Brookfield Infrastructure Partners even partnered with Intel to construct a $30 billion semiconductor manufacturing facility in Arizona.
Brookfield Infrastructure Partners mainly operates in the United States and Europe, but also owns infrastructure assets in South America and in the Asia-Pacific region.
Brookfield Infrastructure Partners is a unique company in the sense that it owns a diversified portfolio of high-in-demand infrastructure assets that produce a boatload of predictable FFO.
The largest segment in 2023 was Transport which produced 39% of the company’s total FFO, followed by Utilities (29%), Midstream (23%) and Data (9%). The two biggest segments, Transport and Utilities, earned a cumulative $1.8 billion in FFO for the company.
A key asset for Brookfield Infrastructure Partners is that it relies on infrastructure assets that are situated in highly regulated industries, which in turn equates to a low degree of volatility in the underlying cash flow.
This has obviously big implications for passive income investors, since the focus on cash flow-stabilized energy businesses translates into a high degree of dividend visibility as well as a stable FFO-based payout ratio. Only about 10% of BIP’s cash flow is subject to market price fluctuations, whereas the overwhelming majority of cash flows is not.
The second key feature of an investment in Brookfield Infrastructure Partners is that it has a very stable FFO-based payout ratio: In 2023, the company paid out 66% of its FFO, and it paid out 68% of its FFO in 2022.
In the last ten years, BIP paid out 70% of its FFO, which leaves us with a very high margin of safety and room for incremental distribution growth.
Furthermore, Brookfield Infrastructure Partners has been able to grow its FFO by 15% since 2009 whereas the distribution went up by 10%.
FFO Guidance And FFO Multiple
Brookfield Infrastructure Partners targets 6-9% annual FFO per unit growth in the long term, and the company reported $2.95 in FFO per unit in 2023. If Brookfield Infrastructure Partners grows its FFO by 7.5% in 2024, then BIP could be on track to earn $3.17 per share this year.
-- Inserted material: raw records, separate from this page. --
PR #4198, opened 2026-07-30
[CausalLM] Chunked forward prefill: cap the activation plane at long context (model + layer block-call contract)

jijoongmoon:
`NNTR_PREFILL_CHUNK=C` drives the prefill **forward** in C-token chunks instead of one M-token block. Each
chunk feeds its tokens at input row 0 and writes KV at the absolute range `[from, from+clen)`; the next
chunk attends over the accumulated cache. This is the exact token-feed pattern the decode call shape
already uses (tokens at row 0, absolute KV position via `from`), generalized from `chunk=1` to `chunk=C` —
not a new execution model.

## Why the model half and the layer half must merge as one PR

The capability **is** the `from > 0` block-call contract, so every participant has to arrive together.
`effectivePrefillChunk()` defaults to **4096 on x86/x64** (0 on ARM/Adreno — see below), i.e. this rung is
**default-ON**, and the shared activation layers still encoded the old "`from > 0` implies a single-token
decode step" assumption three different ways. Every one of them fires on **chunk 2** of a chunked prefill
(`from = C`, `to - from = C`):

```
[!] FATAL ERROR: incremental step size is not 1
[!] FATAL ERROR: Creating shared tensor of size bigger than tensor memory
```

Shipping the two halves as two PRs would create a **default-on broken state that a bisect can land inside**
— any prompt past the chunk size aborts. Consolidating them removes that bisect point instead of creating
one. The three assumptions and their fixes:

1. `fc_layer_cl` normalized `from` by writing `from = 0; to = 1;` — collapsing a C-token chunk to a single
   row (behind an assert that threw first). Now `to = to - from; from = 0;` — 0-based but step-preserving.
2. `fc_layer_cl`'s skip-prefill gate was `skip_prefill && from == 0`, so on chunk 2 a KV-shared projection
   did **not** skip and asked for a 1024-row view of an activation only sized for decode.
3. The four GLU layers (SwiGLU, GeGLU, SigmoidGLU, SigmoidAdd) carried the same single-row assumption in
   their incremental path.

## What it buys — the activation plane, not the KV cache

The prefill *activation plane* is the dominant long-context memory term. It is sized to `INIT_SEQ_LEN`
because the shared activation tensors are built at `{1,1,1,INIT_SEQ_LEN}` and `resetInputDimension` is
disabled, so an unchunked whole-document prefill needs `INIT_SEQ_LEN >= the document` and the plane grows
linearly with context. Chunking decouples the two: `INIT_SEQ_LEN` becomes the activation/chunk height
(small) while `MAX_SEQ_LEN` stays the KV capacity (large).

|---|---|---|
| `chunk=1024` | **4,272 MB** | **1085 TPS** (+15 % over the full plane) |

So at long context this is not a memory-for-speed trade: it is faster **and** ~8 GB smaller, because the
full plane no longer fits comfortably. **This number is the activation plane and nothing else** — roughly
8 GB of the 32K footprint is activation plane, not KV. The KV-side saving is a different rung with its own
number (#4200, the window ring: 514.5 MB of KV rows at 32K); please do not read the two as one claim.

**Chunk-size default.** The equal-thermal ring-on sweep on Xe3 at 32K is monotone in throughput but not in
memory (1024 → 1117.1, 2048 → 1125.4, 4096 → 1136.0, 8192 → 1146.3 TPS at peak WS
2696 / 2950 / 3419 / 4511 MB), so 4096 buys +1.7 % prefill for +723 MB while 8192's further +0.9 pp costs
another 1.1 GB; CUDA independently wants 4096 for tensor-core-efficient prefill GEMMs. Hence 4096.

**ARM/Adreno defaults to 0 (no auto-chunk), for a measured reason:** the per-layer OHWI V-mirror keeps a
texture-pitch-aligned image sized to the **first** call's `cache_to`, and a second chunk whose `cache_to`
crosses that stride's rounding boundary **re-scatters every already-cached KV row of every layer**.
Measured on a packed model at a 1.2K prompt: auto-chunking a 1073-token prompt into 1024+49 gave
**845 TPS against the single-block path's 1277 TPS (−34 %)**. An explicit `NNTR_PREFILL_CHUNK` is still
always honoured there.

**One knob, one rung.** `NNTR_PREFILL_CHUNK=0` is the sole opt-out and reproduces the legacy single-block
prefill **byte-identically**. It also disables the KV ring transitively (`kvRingCap` needs `C > 0` to bound
the live span); the ring's own opt-out `NNTR_KV_WINDOW_RING=0` does **not** alter chunking. Each knob owns
exactly its own rung.

Depends-on: #4196, #4187

**New in this rung:** 2 commits — `[CausalLM] Chunked forward prefill: cap the activation plane at long
context` (the model half, which also carries the default and the single measured claim above) and
`[layers] Chunked prefill: accept a from>0 block call in FC + the four GLU layers` (the layer half, a pure
precondition with no number of its own).

**Inherited, NOT claimed as new:** commit `0f9418ae5` `[layers] Backend-neutral SigmoidGLU / SigmoidAdd
layers + OpenCL whole-ops` is the **same patch** as the commit under review in **#4187** (this rung edits
both of those layers, hence the dependency). It will drop out of this diff on rebase once #4187 lands —
please merge #4187 first; it is additive and the cheapest merge in the series.

**Supersedes #4197,** closed in favour of this PR: `trackCtx-chunked-prefill` is a **git ancestor** of this
branch (`git rev-list` = 0 commits not contained), so its content is fully here and its documentation is
folded into the sections above.

**Not included:** the KV window ring (#4200) and the flash-attention default flip (#4211).

**Validated:** with both halves the 32K cell completes and summarizes a ~29,190-token document coherently
with the ring engaged at `cap=3072`; without the layer half, chunk 2 aborts with the two errors quoted
above — that failure/success pair is the gate. `NNTR_PREFILL_CHUNK=0` reproduces the pre-chunking output
byte-identically.

---

**Merge button: "Rebase and merge" — please do not squash.** The model half and the layer half must stay
separate commits (they are separate revert handles), and squashing would also destroy the patch identity
that lets the inherited #4187 commit drop out on rebase.

Depends-on: #4196, #4187


jijoongmoon:
### Merge-order note (dependency, not a change request on this diff)

This is the branch where a `from > 0` forward call first becomes reachable:
`[CausalLM] Chunked forward prefill: cap the activation plane at long context`
splits the prefill into blocks, and `[layers] Chunked prefill: accept a from>0
block call in FC + the four GLU layers` lets the layers take those blocks.
Before this branch every prefill call arrived with `from == 0`, so a
`skip_prefill` guard spelled `from == 0` was indistinguishable from the general
predicate. From here on it is not.

Two spellings coexist at this head:

* general (correct) — `nntrainer/layers/addition_layer.cpp:52` and
  `Applications/CausalLM/layers/per_layer_slice.cpp:43`:
  `bool is_prefill = !from || (to - from) > 1;`
* `from`-only (lagging) —
  `Applications/CausalLM/layers/rms_norm_gpu.cpp:124` (`skip_prefill && from == 0`),
  `Applications/CausalLM/layers/per_layer_slice_gpu.cpp:44` (same),
  `nntrainer/layers/llm/scalar_multiply.cpp:115` (`is_prefill = !from`),
  `nntrainer/layers/llm/scalar_multiply_gpu.cpp:64` (`from == 0`).

With chunked prefill enabled, prefill blocks 2..N arrive with `from > 0` and
`to - from > 1`. The `from`-only guards answer "not prefill" for those blocks,
so a layer that `skip_prefill` contracts to be decode-only executes on a
multi-row prefill block instead — the case the guard exists to exclude. It
fails silently (wrong numbers on a long prompt), not loudly.

So: please land the guard alignment (the `#4115` / `#4150` layer cluster)
before this PR, or fold the four one-line predicates in here. Merging this
first is what makes those four guards exploitable.

jijoongmoon:
Consolidation status — **left open deliberately; not closed.**

This PR carries human-authored review work (the merge-order note above), so it is being kept rather than folded away, pending your sign-off.

**Content status:** every commit of this PR is now contained in #4201, verified with `git range-diff` (each commit has a `=`/`!` counterpart on the #4201 tip; none unmatched). #4201 is the task-level long-context PR — chunked prefill, KV window ring, SVM KV plane, GPU prefill dispatch, `engine=` resolution, RoPE LUT cap, and the flash-attention hatch — and this PR's activation-plane numbers (32K: 12,814 MB → 4,272 MB, prefill 1085 TPS, +15%), the 4096 chunk-size sweep, and the ARM/Adreno `chunk=0` default with its 845-vs-1277 TPS measurement have all been transcribed into #4201's body.

**Your merge-order note is RESOLVED there, not lost.** It asked that the guard alignment land before chunked prefill, because prefill blocks 2..N arrive with `from > 0` **and** `to - from > 1`, so the four `from`-only guards answer "not prefill" and a `skip_prefill` decode-only layer executes on a multi-row prefill block — silently. #4201 already contains `[layers] Chunked prefill: treat every multi-row step as prefill in the lagging skip_prefill guards`, ordered **before** the chunking rungs in the same branch, and all four sites now read the general predicate:

| site | now |
|---|---|
| `Applications/CausalLM/layers/rms_norm_gpu.cpp:128` | `bool is_prefill = !from \|\| (to - from) > 1;` |
| `Applications/CausalLM/layers/per_layer_slice_gpu.cpp:48` | same |
| `nntrainer/layers/llm/scalar_multiply.cpp:134` | same |
| `nntrainer/layers/llm/scalar_multiply_gpu.cpp:80` | same |

Since #4201 lands as one rebase-and-merge, the ordering hazard the note describes cannot occur inside it.

**Your call:** close this PR as redundant (the analysis is preserved above and in #4201's body), or keep it open as the standalone chunked-prefill review. Nothing was closed here without you.

jijoongmoon:
Superseded by https://github.com/nntrainer/nntrainer/pull/4319, which carries this
content in three commits: the chunked forward prefill driver behind
`NNTR_PREFILL_CHUNK` (default off), the commit that decouples the activation plane
from the KV span so the prompt is bounded by the KV budget rather than by
`init_seq_len`, and the clamped-chunk commit that makes the default admit a long
prompt instead of truncating it to `init_seq_len`.

Verified present in that PR's diff before writing this: `CausalLM::run()`'s chunk
loop, `Transformer::prefillChunk()` as the single clamped answer every consumer
uses, and the `init_seq_len` layer property that keeps the model-side and
layer-side chunk equal to the row.

Closing in favour of #4319. If anything here is not covered, please reopen.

With a unit price of $28.84, BIP costs passive income investors 9.1x estimated 2024 FFO, a bargain in my view. BIP sold as high as $36 (12.6x FFO) last year before concerns over higher interest rates started to weigh on the company’s valuation throughout the year.
A re-rating to $36, which I think is entirely possibly, implies a FFO multiple of 11.4x which, taking into account BIP’s low 70% payout ratio and solid FFO per share growth, would hardly make BIP’s unit overpriced.
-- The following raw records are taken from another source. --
PR #4199, opened 2026-07-30
[CausalLM] Hoist the per-layer sliding window into a getLayerSlidingWindow() hook

jijoongmoon:
Hoists the per-layer sliding-window value into a single virtual hook. **Pure refactor, no behaviour
change** — and it is the prerequisite that makes the KV-ring rung safe.

Before: the window was computed at the property-stamping site with the `(layer_id + 1) %
SLIDING_WINDOW_PATTERN` formula in the base `Transformer`, and re-derived ad hoc from `layer_types`
inside each Gemma `createAttention()`. Any future consumer that needs "is layer *i* sliding, and how
wide" — KV-capacity sizing being the immediate one — would have to duplicate one of those formulas. A
prior tree did exactly that, duplicating the pattern formula at each consumer site, which is **wrong for
gemma2/gemma3/gemma4**: those derive sliding-ness from the config `layer_types` array, not from
`SLIDING_WINDOW_PATTERN`. A capacity computed by the pattern formula while the layer believes it is
full-attention writes absolute rows into a bounded buffer — silent corruption waiting to happen.

After, one hook: `Transformer::getLayerSlidingWindow(layer_id)` carries the expression copied verbatim
from `createAttention()` (unsigned modulo, as before), so the base graph is semantics-preserving by
construction; Gemma2/3/4 override it with their `layer_types` derivation — the exact code moved out of
their `createAttention()` bodies. Every site that needs the window reads this hook, so they cannot
disagree.

Depends-on: #4189, #4193, #4192, #4194, #4196, #4197, #4198, #4187

**New in this rung:** `[CausalLM] Hoist the per-layer sliding window into a getLayerSlidingWindow()
hook` — **one commit**.

**Please read only that commit.** This branch was cut on the attention-prefill lineage, so its diff
against `main` also replays the rungs already under review as #4193 (Gemma4 prerequisites), #4192
(GPU-path observability), #4194 (graph correctness), #4196 (SVM KV plane), #4197 (chunked prefill),
#4198 (chunked-prefill layers) and #4187 (neutral sigmoid layers). Those commits are the same work,
reviewed there; they disappear from this diff as those PRs land.

**Not included:** the ring itself — KV storage sized to the window follows as its own PR and is the
reason this hook exists. Splitting them is deliberate: the hook must land first, or the ring computes
capacities from a formula that disagrees with what the layer believes.

**Validated:** 4-model short-prompt goldens byte-identical — this commit only moves the window
derivation, it does not change any derived value.

---

Depends-on: #4189, #4193, #4192, #4194, #4196, #4197, #4198, #4187


jijoongmoon:
**Superseded by #4200**, which contains this commit and reviews it with its only consumer.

Why The Investment Thesis Might Disappointed
Brookfield Infrastructure Partners has a lot of economic risk as the company primarily invests in critical infrastructure and therefore broadly reliant on positive global GDP growth.
An acceleration of economic growth thus poses upside for the company’s FFO, while an economic contraction would likely have the opposite effect. Since most of Brookfield Infrastructure Partner’s cash flows originate from regulated industries (like Utilities, Transport or Midstream), I think that the risk of a substantial FFO contraction even in a recession scenario is quite limited.
My Conclusion
Brookfield Infrastructure Partners is a compelling infrastructure investment company that differentiates itself from the competition by owning a diversified portfolio of core infrastructure assets in four major segments.
Brookfield Infrastructure Partners thus not only profits from diversification, but the company’s core focus on a small number of highly regulated industries yields long-term FFO visibility.
Furthermore, BIP has a low payout ratio based on FFO and is presently paying a 6% yield. I do see re-rating potential for Brookfield Infrastructure Partners, particularly in an environment of robust underlying economic growth.
Both the valuation and the dividend have a high degree of safety, and my stock classification on BIP remains a Buy.